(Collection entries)
PR #593, opened 2025-08-04
feat: Check existence when adding reserve

### LINKED ISSUE #579: Add check for reserve existence on the Spoke
Even if `addReserve` function is permissioned, the function must check if the reserve is already listed.
Otherwise, a misconfiguration could overwrite the accounting of an existing reserve.
https://github.com/aave/aave-v4/blob/f58eb66b67e6ddc8c9790cf99b899b9d12d228d4/src/contracts/Spoke.sol#L89-L121

CheyenneAtapour:
* Adds a new internal mapping to the spoke which takes an address for a hub and an assetId and returns whether that reserve pairing has been added to the spoke via `addReserve`
* This mapping only ever sets existence of reserves to true (never sets any to false). We think this is fine because even when disabling spokes, we cannot be sure we've cleared the accounting
* Note that the default value of any pair of (hub, assetId) that doesn't exist yet will evaluate to false, which is desired.

closes #579


src/contracts/Spoke.sol
```diff
@@ -45,6 +45,7 @@ contract Spoke is ISpoke, Multicall, AccessManaged {
   mapping(uint256 reserveId => mapping(uint16 configKey => DataTypes.DynamicReserveConfig config))
     internal _dynamicConfig; // dictionary of dynamic configs per reserve
   DataTypes.LiquidationConfig internal _liquidationConfig;
+  mapping(address hub => mapping(uint256 assetId => bool exists)) internal _reserveExists;
```
DhairyaSethi, line 48: can we rename this var to something shorter & cleaner 
+ let's add a dev comment for now that this mapping is just used to existence check & nothing else 

something like _assetToReserve (we have similar assetToSpokes list mapping) maybe but will have to use use reserveId + 1 on the value bc 0 needs to be not found sentinel so something with bool like now is better

src/contracts/Spoke.sol
```diff
@@ -113,6 +115,7 @@ contract Spoke is ISpoke, Multicall, AccessManaged {
       hub: IHub(hub)
     });
     _dynamicConfig[reserveId][dynamicConfigKey] = dynamicConfig;
+    _reserveExists[hub][assetId] = true;
```
DhairyaSethi, line 118: so this never resets, bc while disabling spokes we cannot ensure all accounting was cleared. makes sense. pls add this note + any caveats you think of the in the PR description (so we can reference later for dev docs)

src/contracts/Spoke.sol
CheyenneAtapour: I think this name is fitting and informative, especially since it resolves to a bool value, and it isn't a mapping that would return a reserveId or something.

Honestly, I'd argue the name makes it clear enough that it's only used to check existence of a reserve. But I can still add the dev comment if you're not fully convinced

avniculae:
subscribing to @DhairyaSethi 's comments, LGTM otherwise

PR #596, opened 2025-08-04
feat: consolidate common errors together

### LINKED ISSUE #535: Replace errors for non-zero address with InvalidAddress
We are using multiple errors when configuring and one of the input params is zero address.
Unless strictly necessary, we can simplify and use the same error code for all (`InvalidZeroAddress`).

In **LiquidityHub**:
- `addAsset`: `InvalidUnderlying`, `InvalidFeeReceiver` and `InvalidIrStrategy` checks
- `updateAssetConfig`: `InvalidFeeReceiver` and `InvalidIrStrategy` checks
- `addSpoke`: `InvalidSpoke` check

In **Spoke**:
- `updateOracle`: `InvalidOracle`
- `addReserve`: `InvalidHubAddress`

In **TreasurySpoke**:
- `constructor`: `InvalidHubAddress`

Fix tests and add whatever is needed to make sure the proper error is bubled up.
It may be more difficult to debug errors now... if it's hard to reason about errors on our tests, it means that we may need to revert this change.

yan-man:
- consolidate common errors; use internal method instead of modifier 
- currently changes account for only ~200 B
Screenshot 2025-08-23 at 00 37 49
Screenshot 2025-08-23 at 00 57 18

closes #535


src/interfaces/ISpokeBase.sol
```diff
@@ -8,9 +8,9 @@ pragma solidity ^0.8.0;
  */
 interface ISpokeBase {
   /**
-   * @notice Error thrown when the hub address is invalid.
+   * @notice Error thrown for invalid zero address.
    */
-  error InvalidHubAddress();
+  error InvalidZeroAddress();
```
DhairyaSethi: would move to ISpoke & IHub respectively, they don't need to be on base (if needed somewhere can be repeated)

src/contracts/Hub.sol
```diff
@@ -52,10 +52,11 @@ contract Hub is IHub, AccessManaged {
     address irStrategy,
     bytes calldata data
   ) external restricted returns (uint256) {
-    require(underlying != address(0), InvalidUnderlying());
+    require(
+      underlying != address(0) && feeReceiver != address(0) && irStrategy != address(0),
+      InvalidZeroAddress()
+    );
     require(decimals <= Constants.MAX_ALLOWED_ASSET_DECIMALS, InvalidAssetDecimals());
```
DhairyaSethi, line 59: we can also replace this with InvalidConfig, and reuse that for liqFee in updateAssetConfig 
wdyt?

DhairyaSethi: the idea with this suggestion was to cleanup single use errors on constructors & gov methods

src/contracts/Hub.sol
```diff
@@ -52,10 +52,11 @@ contract Hub is IHub, AccessManaged {
     address irStrategy,
     bytes calldata data
   ) external restricted returns (uint256) {
-    require(underlying != address(0), InvalidUnderlying());
+    require(
+      underlying != address(0) && feeReceiver != address(0) && irStrategy != address(0),
+      InvalidZeroAddress()
```
DhairyaSethi: let's keep this ZeroAddress or InvalidAddress instead imo, wdyt?

yan-man: you mean the renaming the error right? fine either way tbh, bc sometimes InvalidAddress can be non-zero address. But ok w ZeroAddress or InvalidZeroAddress

src/contracts/Hub.sol
yan-man: yeah wasn't sure how deep to go on re-using errors, rationale atm was that the zero address ones are all testing 0 address, but then this type of thing for config asset decimals can be bc some value is >= 18, whereas a diff config error can be for some other value issue. Unclear, open to thoughts @CheyenneAtapour @avniculae

src/contracts/Hub.sol
DhairyaSethi: > sometimes InvalidAddress can be non-zero address

not anywhere for us iirc, and we also use `InvalidSharesAmount` etc to signal when amount is 0

src/contracts/Spoke.sol
```diff
@@ -49,11 +49,6 @@ contract Spoke is ISpoke, Multicall, AccessManaged, EIP712 {
   DataTypes.LiquidationConfig internal _liquidationConfig;
   mapping(address hub => mapping(uint256 assetId => bool exists)) internal _reserveExists;
 
-  modifier onlyPositionManager(address onBehalfOf) {
```
yan-man: found that changing this to internal saved ~100B, but can revert if this is preferred. Perhaps can get more significant savings from validationLib than doing this if it seems ugly, thoughts?

Screenshot 2025-08-24 at 13 56 38
Screenshot 2025-08-24 at 13 56 32

DhairyaSethi: prefer the current

src/contracts/Spoke.sol
```diff
@@ -108,7 +108,7 @@ contract Spoke is ISpoke, Multicall, AccessManaged, EIP712 {
     uint16 dynamicConfigKey; // 0 as first key to use
 
     DataTypes.Asset memory asset = IHub(hub).getAsset(assetId);
-    require(asset.underlying != address(0), AssetNotListed());
+    require(asset.underlying != address(0), InvalidAddress());
```
DhairyaSethi: this still needs to be what it was before i think, InvalidAddress makes sense if it's on an input

yan-man: https://github.com/aave/aave-v4/pull/596/commits/522cd2b650ab0ffc386be0fe5bb137d187ad72d6

src/contracts/Spoke.sol
yan-man: https://github.com/aave/aave-v4/pull/596/commits/522cd2b650ab0ffc386be0fe5bb137d187ad72d6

Task brief :: Copy every line from the records that holds the string "CheyenneAtapour".

Answer box ::
CheyenneAtapour:
CheyenneAtapour: I think this name is fitting and informative, especially since it resolves to a bool value, and it isn't a mapping that would return a reserveId or something.
yan-man: yeah wasn't sure how deep to go on re-using errors, rationale atm was that the zero address ones are all testing 0 address, but then this type of thing for config asset decimals can be bc some value is >= 18, whereas a diff config error can be for some other value issue. Unclear, open to thoughts @CheyenneAtapour @avniculae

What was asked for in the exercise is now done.